When rounding, the last digit from 1 to 9 is rounded to 1, 2, 3, and 4, while 9, 8, 7, and 6 are rounded, and 5 is left alone. If we round to the nearest 5 each time, we will accumulate large deviations when doing some statistics with large amounts of data. If we use the strategy of rounding to even numbers, in most cases, the probability of rounding off and rounding in 5 is about the same, and the bias in the statistics will be smaller accordingly.

Rounding errors are also present in the process of binary conversion, if we want to store the decimal decimal 0.1, then the end of the floating point number is represented as 100110011001100110011001101 and the last binary bit 1 is rounded to get it.

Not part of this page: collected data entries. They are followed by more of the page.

PR #575, opened 2018-05-25
Mozilla firefox geckodriver fix.

zyrukas:
I was unable to make clicks in selenium + geckodriver, until I made this change.
Mozilla firefox geckodriver fix. ([PHPUnit\Framework\Exception] Undefined index: ELEMENT).

### DIFF
--- a/lib/Remote/RemoteWebDriver.php
+++ b/lib/Remote/RemoteWebDriver.php
@@ -187,7 +187,7 @@ class RemoteWebDriver implements WebDriver, JavaScriptExecutor, WebDriverHasInpu
             $params
         );
 
-        return $this->newElement($raw_element['ELEMENT']);
+        return $this->newElement($raw_element['ELEMENT'] ?? $raw_element[\key($raw_element)]);
     }
 
     /**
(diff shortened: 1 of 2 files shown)


zyrukas:
@OndraM Please review :)

lib/Remote/RemoteWebDriver.php
```diff
@@ -187,7 +187,9 @@ public function findElement(WebDriverBy $by)
             $params
         );
 
-        return $this->newElement($raw_element['ELEMENT']);
+        return $this->newElement(
+            isset($raw_element['ELEMENT']) ? $raw_element['ELEMENT'] : $raw_element[\key($raw_element)]
```
wolzogen: Hi, you can create a separate function. In order not to violate DRY

```php
private function _getElement($raw_element) {
    return isset($raw_element['ELEMENT']) ? 
        $raw_element['ELEMENT'] : $raw_element[\key($raw_element)];
}
```

lib/Remote/RemoteWebDriver.php
```diff
@@ -207,7 +209,9 @@ public function findElements(WebDriverBy $by)
 
         $elements = [];
         foreach ($raw_elements as $raw_element) {
-            $elements[] = $this->newElement($raw_element['ELEMENT']);
+            $elements[] = $this->newElement(
```
wolzogen:
```php
$elements[] = $this->newElement($this->_getElement($raw_element));
```

OndraM:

### Irregular distribution

In the storage method of floating-point numbers, if the exponent bits are constant, then the interval between two adjacent trailing bits is certain, but the interval between two adjacent exponent fields is different. Let’s assume that the trailing part is all 0 and the exponent part is 10000000, which means the single precision floating point number is 2.0; add 1 to the exponent part and change it to 10000001, which means the single precision floating point number is 4.0; add 1 to the exponent part and change it to 10000010, which means the single precision floating point number is 8.0. The interval between the floating point numbers in the range [2.0, 4.0) is 2/223, while the interval between the floating point numbers in the range [4.0, 8.0) is 4/223.

The interval between floating point numbers is doubled for every 1 added to the exponential part. The larger the exponent, the more sparse the interval between floating-point numbers becomes. When the exponent value after offset reaches 150, the interval between two adjacent single-precision floating-point numbers is already 1 and it is no longer possible to save the number after the decimal point.

## Summary

The IEEE 754 standard also specifies a decimal representation without loss of precision, a data type called Decimal, which uses strings to store the fractional part of the data, but this data type also wastes some of the storage space. The issue of precision in floating-point numbers is based on a compromise between performance and accuracy, and when this standard was first defined, memory was a scarce computational resource, so there was a preference for this representation at the expense of precision.